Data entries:
>>

PR #37, opened 2020-01-22
[jaeger] Add security context to deployment charts in jaeger

mehta-ankit:

When deploying this chart in our cluster we found that we had to add security context to the deployments for them to run as non-root user.
So i created this PR where securityContext is added to the template/charts for deployment and its default value is provided in `values.yaml` file. These can be overwritten if someone uses jaeger chart as a dependency in their own values.yaml file.

### DIFF
--- a/charts/jaeger/values.yaml
+++ b/charts/jaeger/values.yaml
@@ -100,6 +100,8 @@ elasticsearch: {}
 
 ingester:
   enabled: false
+  podSecurityContext: {}
+  securityContext: {}
   annotations: {}
   image: jaegertracing/jaeger-ingester
   pullPolicy: IfNotPresent
@@ -138,6 +140,8 @@ ingester:
   extraConfigmapMounts: []
 
 agent:
+  podSecurityContext: {}
+  securityContext: {}
   enabled: true
   annotations: {}
   image: jaegertracing/jaeger-agent
@@ -191,6 +195,8 @@ agent:
   dnsPolicy: ClusterFirst
 
 collector:
+  podSecurityContext: {}
+  securityContext: {}
   enabled: true
   annotations: {}
   image: jaegertracing/jaeger-collector
@@ -279,6 +285,8 @@ collector:
 
 query:
   enabled: true
+  podSecurityContext: {}
+  securityContext: {}
   agentSidecar:
     enabled: true
   annotations: {}
@@ -360,6 +368,8 @@ spark:
 
 hotrod:
   enabled: false
+  podSecurityContext: {}
+  securityContext: {}
   replicaCount: 1
   image:
     repository: jaegertracing/example-hotrod
--- a/charts/jaeger/Chart.yaml
+++ b/charts/jaeger/Chart.yaml
@@ -2,7 +2,7 @@ apiVersion: v1
 appVersion: 1.16.0
 description: A Jaeger Helm chart for Kubernetes
 name: jaeger
-version: 0.19.0
+version: 0.19.1
 keywords:
   - jaeger
   - opentracing
--- a/charts/jaeger/README.md
+++ b/charts/jaeger/README.md
@@ -185,6 +185,8 @@ The following table lists the configurable parameters of the Jaeger chart and th
 | `<component>.nodeSelector` | Node selector | {} |
 | `<component>.tolerations` | Node tolerations | [] |
 | `<component.affinity` | Affinity | {} |
+| `<component>.podSecurityContext` | Pod security context | {} |
+| `<component>.securityContext` | Container security context | {} |
 | `agent.annotations` | Annotations for Agent | `nil` |
 | `agent.cmdlineParams` |Additional command line parameters| `nil` |
 | `agent.dnsPolicy` | Configure DNS policy for agents | `ClusterFirst` |
--- a/charts/jaeger/templates/agent-ds.yaml
+++ b/charts/jaeger/templates/agent-ds.yaml
@@ -28,6 +28,8 @@ spec:
 {{ toYaml .Values.agent.podLabels | indent 8 }}
 {{- end }}
     spec:
+      securityContext:
+{{ toYaml .Values.agent.podSecurityContext | indent 8 }}
       {{- if .Values.agent.useHostNetwork }}
       hostNetwork: true
       {{- end }}
@@ -35,6 +37,8 @@ spec:
       serviceAccountName: {{ template "jaeger.agent.serviceAccountName" . }}
       containers:
       - name: {{ template "jaeger.agent.name" . }}
+        securityContext:
+{{ toYaml .Values.agent.securityContext | indent 10 }}
         image: {{ .Values.agent.image }}:{{ .Values.tag }}
         imagePullPolicy: {{ .Values.agent.pullPolicy }}
         env:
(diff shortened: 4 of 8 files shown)


mehta-ankit:
@naseemkullah @pavelnikolov @dvonthenen Can i get a . review on this please.

charts/jaeger/values.yaml
```diff
@@ -11,6 +11,12 @@ tag: 1.16.0
 nameOverride: ""
 fullnameOverride: ""
 
+# Security Context for deployments
+securityContext:
```
naseemkullah: Can we have  both podSecurityContext as well as container level security context? As done in `helm create`: https://github.com/helm/helm/blob/a963736f6675e972448bf7a5fd141628fd0ae4df/pkg/chartutil/create.go#L112-L121

naseemkullah: Can we have both podSecurityContext as well as container level security context? As done in helm create: https://github.com/helm/helm/blob/a963736f6675e972448bf7a5fd141628fd0ae4df/pkg/chartutil/create.go#L112-L121

charts/jaeger/values.yaml
```diff
@@ -11,6 +11,12 @@ tag: 1.16.0
...
+  runAsUser: 1000
+  runAsGroup: 3000
+  fsGroup: 2000
```
naseemkullah: Any reason in particular why `fsGroup` and `runAsGroup` differ?

charts/jaeger/values.yaml
mehta-ankit: @naseemkullah Sure i can add both. Also are you ok with default values i provided in Values.yaml (wanted to confirm) ??

mehta-ankit: I added podSecurityContext for pods and SecurityContext for the containers and made default values empty so as to not break current users use case.

naseemkullah: This is looking really good! Not sure on breakage/defaults as I have not tested, but allowing the user to is definitely a safe first step, good idea.

But I think we might want to nest the `securityContext` and `podSecurityContext` values per component (.e.g `.Values.collector.podSecurityContext`), the same way they each have their own affinity, tolerations and so on... but maybe I'm overthinking it. WDYT?

mehta-ankit: IMO, usually in production one would not want their containers or pods to run with root privileges.Also as defined here, without giving root privileges one can give certain capabilities to their containers.
https://kubernetes.io/docs/tasks/configure-pod-container/security-context/#set-capabilities-for-a-container
Since we kept SecurityContext its own object, one can add this key as an override and it should work.

For jaeger's components i don't see why collector or query would need different context than say an agent. ES or Cassandra can have different context anyways (by passing values to their subchart). So i don't see its need.

Let me what you think @naseemkullah ?

naseemkullah: Hmm I think we should test: If we wanted to give tightest securtiy context possible, can we try:

```yaml
podSecurityContext: {}
   fsGroup: 2000
securityContext: {}
   capabilities:
   drop:
   - ALL
  readOnlyRootFilesystem: true
  runAsNonRoot: true
  runAsUser: 1000
```

If some workloads run properly but others do not, it might be a sign that each component having its own security context values would be a good idea.

matthiaslee: @mehta-ankit, I agree, as discussed f2f, I think it's a good idea to have these security contexts attached to each of the components, therefore if someone wants to be more restrictive with one component over another, they can. Additionally, its more explicit and easier to understand exactly what the security context will be attached to. For example we do not support attaching the security context to ES/Cassanda, if the security context is defined at the root level, it's ambiguous which components it is attached to.

mehta-ankit: @naseemkullah Made the change as discussed above. Can you review it again please. 👍  Thanks.

naseemkullah: lgtm!

naseemkullah:
Please gpg sign all you commits @mehta-ankit

charts/jaeger/values.yaml
naseemkullah: In fact let's go ahead and add as default value for all components' securityContext:

```
  runAsNonRoot: true
  runAsUser: 1000
```

That should be fine and seems like a sane default. If you would mind testing first that would be swell. We can maybe add more security tightening in a future PR but for now this would be good.

charts/jaeger/values.yaml
```diff
@@ -306,6 +318,10 @@ spark:
 # End: Default values for the various components of Jaeger
 
 hotrod:
+  # pod level security context
```
naseemkullah: Can we move these comments to the README. you can make one line like 
```
<component>.podSecurityContext | Pod security context | `nil`
<component>.securityContext | Container security context | `runAsNonRoot: true`<br>`runAsUser: 1000`
```

mehta-ankit: Sure. Can do that.

charts/jaeger/values.yaml
mehta-ankit: Do we need both ?? If we say runAsUser 1000 its a non root user anyways (container would run with spcific uid). On the other hand if we say `runAsNonRoot: true`, why do we care about the uid, when it would be a non root user's uid. 🤔  Do you see my point here. ?
Also, as i said in my comment [here](https://github.com/jaegertracing/helm-charts/pull/37#discussion_r370105485) do we want to tighten the security by default, instead of giving users of jaegers chart a chance to provide values as they see fit for their use case.

mehta-ankit: Also, in case you still want the defaults as mentioned in your [comment](https://github.com/jaegertracing/helm-charts/pull/37#discussion_r370822935) do we want these for both containerSecurityContext and podSecurityContext sections for all the components.??

naseemkullah: > Do we need both ?? If we say runAsUser 1000 its a non root user anyways (container would run with spcific uid). On the other hand if we say runAsNonRoot: true, why do we care about the uid, when it would be a non root user's uid. 🤔 Do you see my point here. ?

Yeah I do see what you mean, if we specify runAsUser, the runAsNonRoot might be redundant. I'm not familiar with best practices, I generally put both because I originally used https://kubesec.io/ to audit my workloads and it suggested to add both 🤷‍♂ ... But I see in another audit tool called Polaris, both would not be needed https://github.com/FairwindsOps/polaris/blob/91378c3d920d8ac79b197cc44c171e50ac953d32/CHANGELOG.md#051

So yeah probably just one of the two would suffice!

> Also, in case you still want the defaults as mentioned in your [comment](https://github.com/jaegertracing/helm-charts/pull/37#discussion_r370822935) do we want these for both containerSecurityContext and podSecurityContext sections for all the components.??

I'd put those in just the container `securityContext`  of all components, but have not but excessive thought into this. 

But the idea would be to run something like Polaris and reduce the number of warnings by default.

naseemkullah: Sorry for the back and forth on this, but let's leave them blank for now to get this PR in, and work on setting sane defaults in a separate PR.

mehta-ankit: Sounds Good to me. I like the discussion on this though. I can make the other PR for sane defaults and we can continue the discussion there.
Will push the README changes and sign both commits and you can approve the PR then.

mehta-ankit:
@naseemkullah I rebased to resolve conflicts and updated the version to 0.19.1.
Can you approve and merge please. 🙏 👍

naseemkullah:
Sure but we added a new component "infester" could you add values for it too please?

mehta-ankit:
> Sure but we added a new component "ingester" could you add values for it please?

Sure. Added it to the ingester.

naseemkullah:
Great, thanks!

<<

If a line falls between the first line of the data above and the line holding "appVersion: 1.16.0", inclusive, retype it exactly; retype no other line.

PR #37, opened 2020-01-22
[jaeger] Add security context to deployment charts in jaeger

mehta-ankit:

When deploying this chart in our cluster we found that we had to add security context to the deployments for them to run as non-root user.
So i created this PR where securityContext is added to the template/charts for deployment and its default value is provided in `values.yaml` file. These can be overwritten if someone uses jaeger chart as a dependency in their own values.yaml file.

### DIFF
--- a/charts/jaeger/values.yaml
+++ b/charts/jaeger/values.yaml
@@ -100,6 +100,8 @@ elasticsearch: {}
 
 ingester:
   enabled: false
+  podSecurityContext: {}
+  securityContext: {}
   annotations: {}
   image: jaegertracing/jaeger-ingester
   pullPolicy: IfNotPresent
@@ -138,6 +140,8 @@ ingester:
   extraConfigmapMounts: []
 
 agent:
+  podSecurityContext: {}
+  securityContext: {}
   enabled: true
   annotations: {}
   image: jaegertracing/jaeger-agent
@@ -191,6 +195,8 @@ agent:
   dnsPolicy: ClusterFirst
 
 collector:
+  podSecurityContext: {}
+  securityContext: {}
   enabled: true
   annotations: {}
   image: jaegertracing/jaeger-collector
@@ -279,6 +285,8 @@ collector:
 
 query:
   enabled: true
+  podSecurityContext: {}
+  securityContext: {}
   agentSidecar:
     enabled: true
   annotations: {}
@@ -360,6 +368,8 @@ spark:
 
 hotrod:
   enabled: false
+  podSecurityContext: {}
+  securityContext: {}
   replicaCount: 1
   image:
     repository: jaegertracing/example-hotrod
--- a/charts/jaeger/Chart.yaml
+++ b/charts/jaeger/Chart.yaml
@@ -2,7 +2,7 @@ apiVersion: v1
 appVersion: 1.16.0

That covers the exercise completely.